## WHAT YOU HAVE TO DO
Reproduce the listing below in its entirety. Change nothing.

## INFORMATION PROVIDED

PR #359, opened 2021-03-05
Close window and dispatch messages via Dispatcher.InovkeAsync

### LINKED ISSUE #330: TaskCanceledException on app close when onCloseRequest of Binding.subModelWin is used

### LINKED ISSUE #353: TaskCanceledException on program end in timerTick in FileDialogsCmdMsg.Core

TysonMN:
Fixes #330
Fixes #353
Closes #355
Closes #358

Calling `Window.Close` is not allowed when the `Window` in question is in the process of closing.  In case that is the situation, we can avoid this below slightly delaying our call to `Window.Close` by using `Dispatcher.BeginInvoke`.

### DIFF
--- a/src/Elmish.WPF/ViewModel.fs
+++ b/src/Elmish.WPF/ViewModel.fs
@@ -6,6 +6,7 @@ open System.Collections.Generic
 open System.Collections.ObjectModel
 open System.ComponentModel
 open System.Windows
+open System.Windows.Threading
 open Microsoft.Extensions.Logging
 
 open Elmish
@@ -368,7 +369,13 @@ and [<AllowNullLiteral>] internal ViewModel<'model, 'msg>
             | true, w ->
                 log.LogTrace("[{BindingNameChain}] Closing window", winPropChain)
                 b.WinRef.SetTarget null
-                w.Dispatcher.Invoke(fun () -> w.Close ())
+                (*
+                 * The Window might be in the process of closing,
+                 * so instead of immediately exeucting Window.Close via Dispatcher.Invoke,
+                 * queue a call to Window.Close via Dispatcher.BeginInvoke.
+                 * https://github.com/elmish/Elmish.WPF/issues/330
+                 *)
+                w.Dispatcher.BeginInvoke(DispatcherPriority.Normal, Action(w.Close)) |> ignore
             b.WinRef.SetTarget null
 
           let hide () =
--- a/src/Elmish.WPF/ViewModel.fs
+++ b/src/Elmish.WPF/ViewModel.fs
@@ -6,7 +6,6 @@ open System.Collections.Generic
 open System.Collections.ObjectModel
 open System.ComponentModel
 open System.Windows
-open System.Windows.Threading
 open Microsoft.Extensions.Logging
 
 open Elmish
@@ -372,10 +371,10 @@ and [<AllowNullLiteral>] internal ViewModel<'model, 'msg>
                 (*
                  * The Window might be in the process of closing,
                  * so instead of immediately exeucting Window.Close via Dispatcher.Invoke,
-                 * queue a call to Window.Close via Dispatcher.BeginInvoke.
+                 * queue a call to Window.Close via Dispatcher.InvokeAsync.
                  * https://github.com/elmish/Elmish.WPF/issues/330
                  *)
-                w.Dispatcher.BeginInvoke(DispatcherPriority.Normal, Action(w.Close)) |> ignore
+                w.Dispatcher.InvokeAsync(w.Close) |> ignore
             b.WinRef.SetTarget null
 
           let hide () =
--- a/src/Elmish.WPF/WpfProgram.fs
+++ b/src/Elmish.WPF/WpfProgram.fs
@@ -1,8 +1,6 @@
 ﻿namespace Elmish.WPF
 
-open System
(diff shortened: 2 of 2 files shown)


TysonMN:
Quoting https://github.com/elmish/Elmish.WPF/pull/358#issuecomment-791873420
> I really like the fix I found for #300 that is in PR #359. Maybe the idea there of calling `BeginInvoke` can also be used to fix #353. I will look into that this weekend.

Indeed.  Using `Dispatcher.BeginInvoke` also fixes #353.  I added a second commit with that fix.

Unlike @cmeeren's approach in PR #358, I decided not to apply this change to all calls to `Dispatcher.Invoke`.

src/Elmish.WPF/ViewModel.fs
```diff
@@ -368,7 +369,13 @@ and [<AllowNullLiteral>] internal ViewModel<'model, 'msg>
...
                 log.LogTrace("[{BindingNameChain}] Closing window", winPropChain)
                 b.WinRef.SetTarget null
-                w.Dispatcher.Invoke(fun () -> w.Close ())
+                (*
+                 * The Window might be in the process of closing,
+                 * so instead of immediately exeucting Window.Close via Dispatcher.Invoke,
+                 * queue a call to Window.Close via Dispatcher.BeginInvoke.
+                 * https://github.com/elmish/Elmish.WPF/issues/330
+                 *)
+                w.Dispatcher.BeginInvoke(DispatcherPriority.Normal, Action(w.Close)) |> ignore
```
cmeeren, line 378: If you want, I think you can remove the parentheses around the `Action` argument. I usually remove parentheses if there's only a single argument, but do what you want.

```suggestion
                w.Dispatcher.BeginInvoke(DispatcherPriority.Normal, Action w.Close) |> ignore
```

src/Elmish.WPF/WpfProgram.fs
```diff
@@ -67,7 +69,9 @@ module WpfProgram =
           vm.UpdateModel model
 
     let uiDispatch (innerDispatch: Dispatch<'msg>) : Dispatch<'msg> =
-      fun msg -> element.Dispatcher.Invoke(fun () -> innerDispatch msg)
+      fun msg ->
+        let f () = innerDispatch msg
+        element.Dispatcher.BeginInvoke(DispatcherPriority.Normal, Action(f)) |> ignore
```
cmeeren, line 74: See previous comment.

```suggestion
        element.Dispatcher.BeginInvoke(DispatcherPriority.Normal, Action f) |> ignore
```

cmeeren (commented):
Couple of questions:
* Have you considered `InvokeAsync` instead of `BeginInvoke`? (I have no idea if that would work or what would be best; just a thought.)
* Any reason not to do this everywhere we currently call `Invoke`? Are you sufficiently certain that these places won't blow up in the same manner under certain (possibly nondeterministic and hard-to-guess/debug) circumstances?

TysonMN:
> * Have you considered `InvokeAsync` instead of `BeginInvoke`? (I have no idea if that would work or what would be best; just a thought.)

Great suggestion.

The documentation for [`BeginInvoke`](https://docs.microsoft.com/en-us/dotnet/api/system.windows.threading.dispatcher.begininvoke) and [`InvokeAsync`](https://docs.microsoft.com/en-us/dotnet/api/system.windows.threading.dispatcher.invokeasync) is nearly the same.  I like `InvokeAsync` better because I think the name is more idiomatic with the current approach to asynchronous programming (even though this method doesn't return `Task<_>` or `Async<_>`) and because it has overloads that are easier to call.

And of course I tested that using `InvokeAsync` still fixes both #330 and #353.

I just pushed a commit that changes both calls to use `InvokeAsync`.

> * Any reason not to do this everywhere we currently call `Invoke`? Are you sufficiently certain that these places won't blow up in the same manner under certain (possibly nondeterministic and hard-to-guess/debug) circumstances?

Actually, I think the remaining three calls to `Invoke` are not needed.  In each case, I think the executing thread is already the main thread.  I would prefer to merge this PR and separately consider the other uses of `Invoke`.  I will make a new issue about it.

src/Elmish.WPF/ViewModel.fs
TysonMN: No longer relevant

src/Elmish.WPF/WpfProgram.fs
TysonMN: No longer relevant

cmeeren:
Thanks!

## PROBLEM SOLUTION
PR #359, opened 2021-03-05
Close window and dispatch messages via Dispatcher.InovkeAsync

### LINKED ISSUE #330: TaskCanceledException on app close when onCloseRequest of Binding.subModelWin is used

### LINKED ISSUE #353: TaskCanceledException on program end in timerTick in FileDialogsCmdMsg.Core

TysonMN:
Fixes #330
Fixes #353
Closes #355
Closes #358

Calling `Window.Close` is not allowed when the `Window` in question is in the process of closing.  In case that is the situation, we can avoid this below slightly delaying our call to `Window.Close` by using `Dispatcher.BeginInvoke`.

### DIFF
--- a/src/Elmish.WPF/ViewModel.fs
+++ b/src/Elmish.WPF/ViewModel.fs
@@ -6,6 +6,7 @@ open System.Collections.Generic
 open System.Collections.ObjectModel
 open System.ComponentModel
 open System.Windows
+open System.Windows.Threading
 open Microsoft.Extensions.Logging
 
 open Elmish
@@ -368,7 +369,13 @@ and [<AllowNullLiteral>] internal ViewModel<'model, 'msg>
             | true, w ->
                 log.LogTrace("[{BindingNameChain}] Closing window", winPropChain)
                 b.WinRef.SetTarget null
-                w.Dispatcher.Invoke(fun () -> w.Close ())
+                (*
+                 * The Window might be in the process of closing,
+                 * so instead of immediately exeucting Window.Close via Dispatcher.Invoke,
+                 * queue a call to Window.Close via Dispatcher.BeginInvoke.
+                 * https://github.com/elmish/Elmish.WPF/issues/330
+                 *)
+                w.Dispatcher.BeginInvoke(DispatcherPriority.Normal, Action(w.Close)) |> ignore
             b.WinRef.SetTarget null
 
           let hide () =
--- a/src/Elmish.WPF/ViewModel.fs
+++ b/src/Elmish.WPF/ViewModel.fs
@@ -6,7 +6,6 @@ open System.Collections.Generic
 open System.Collections.ObjectModel
 open System.ComponentModel
 open System.Windows
-open System.Windows.Threading
 open Microsoft.Extensions.Logging
 
 open Elmish
@@ -372,10 +371,10 @@ and [<AllowNullLiteral>] internal ViewModel<'model, 'msg>
                 (*
                  * The Window might be in the process of closing,
                  * so instead of immediately exeucting Window.Close via Dispatcher.Invoke,
-                 * queue a call to Window.Close via Dispatcher.BeginInvoke.
+                 * queue a call to Window.Close via Dispatcher.InvokeAsync.
                  * https://github.com/elmish/Elmish.WPF/issues/330
                  *)
-                w.Dispatcher.BeginInvoke(DispatcherPriority.Normal, Action(w.Close)) |> ignore
+                w.Dispatcher.InvokeAsync(w.Close) |> ignore
             b.WinRef.SetTarget null
 
           let hide () =
--- a/src/Elmish.WPF/WpfProgram.fs
+++ b/src/Elmish.WPF/WpfProgram.fs
@@ -1,8 +1,6 @@
 ﻿namespace Elmish.WPF
 
-open System
(diff shortened: 2 of 2 files shown)


TysonMN:
Quoting https://github.com/elmish/Elmish.WPF/pull/358#issuecomment-791873420
> I really like the fix I found for #300 that is in PR #359. Maybe the idea there of calling `BeginInvoke` can also be used to fix #353. I will look into that this weekend.

Indeed.  Using `Dispatcher.BeginInvoke` also fixes #353.  I added a second commit with that fix.

Unlike @cmeeren's approach in PR #358, I decided not to apply this change to all calls to `Dispatcher.Invoke`.

src/Elmish.WPF/ViewModel.fs
```diff
@@ -368,7 +369,13 @@ and [<AllowNullLiteral>] internal ViewModel<'model, 'msg>
...
                 log.LogTrace("[{BindingNameChain}] Closing window", winPropChain)
                 b.WinRef.SetTarget null
-                w.Dispatcher.Invoke(fun () -> w.Close ())
+                (*
+                 * The Window might be in the process of closing,
+                 * so instead of immediately exeucting Window.Close via Dispatcher.Invoke,
+                 * queue a call to Window.Close via Dispatcher.BeginInvoke.
+                 * https://github.com/elmish/Elmish.WPF/issues/330
+                 *)
+                w.Dispatcher.BeginInvoke(DispatcherPriority.Normal, Action(w.Close)) |> ignore
```
cmeeren, line 378: If you want, I think you can remove the parentheses around the `Action` argument. I usually remove parentheses if there's only a single argument, but do what you want.

```suggestion
                w.Dispatcher.BeginInvoke(DispatcherPriority.Normal, Action w.Close) |> ignore
```

src/Elmish.WPF/WpfProgram.fs
```diff
@@ -67,7 +69,9 @@ module WpfProgram =
           vm.UpdateModel model
 
     let uiDispatch (innerDispatch: Dispatch<'msg>) : Dispatch<'msg> =
-      fun msg -> element.Dispatcher.Invoke(fun () -> innerDispatch msg)
+      fun msg ->
+        let f () = innerDispatch msg
+        element.Dispatcher.BeginInvoke(DispatcherPriority.Normal, Action(f)) |> ignore
```
cmeeren, line 74: See previous comment.

```suggestion
        element.Dispatcher.BeginInvoke(DispatcherPriority.Normal, Action f) |> ignore
```

cmeeren (commented):
Couple of questions:
* Have you considered `InvokeAsync` instead of `BeginInvoke`? (I have no idea if that would work or what would be best; just a thought.)
* Any reason not to do this everywhere we currently call `Invoke`? Are you sufficiently certain that these places won't blow up in the same manner under certain (possibly nondeterministic and hard-to-guess/debug) circumstances?

TysonMN:
> * Have you considered `InvokeAsync` instead of `BeginInvoke`? (I have no idea if that would work or what would be best; just a thought.)

Great suggestion.

The documentation for [`BeginInvoke`](https://docs.microsoft.com/en-us/dotnet/api/system.windows.threading.dispatcher.begininvoke) and [`InvokeAsync`](https://docs.microsoft.com/en-us/dotnet/api/system.windows.threading.dispatcher.invokeasync) is nearly the same.  I like `InvokeAsync` better because I think the name is more idiomatic with the current approach to asynchronous programming (even though this method doesn't return `Task<_>` or `Async<_>`) and because it has overloads that are easier to call.

And of course I tested that using `InvokeAsync` still fixes both #330 and #353.

I just pushed a commit that changes both calls to use `InvokeAsync`.

> * Any reason not to do this everywhere we currently call `Invoke`? Are you sufficiently certain that these places won't blow up in the same manner under certain (possibly nondeterministic and hard-to-guess/debug) circumstances?

Actually, I think the remaining three calls to `Invoke` are not needed.  In each case, I think the executing thread is already the main thread.  I would prefer to merge this PR and separately consider the other uses of `Invoke`.  I will make a new issue about it.

src/Elmish.WPF/ViewModel.fs
TysonMN: No longer relevant

src/Elmish.WPF/WpfProgram.fs
TysonMN: No longer relevant

cmeeren:
Thanks!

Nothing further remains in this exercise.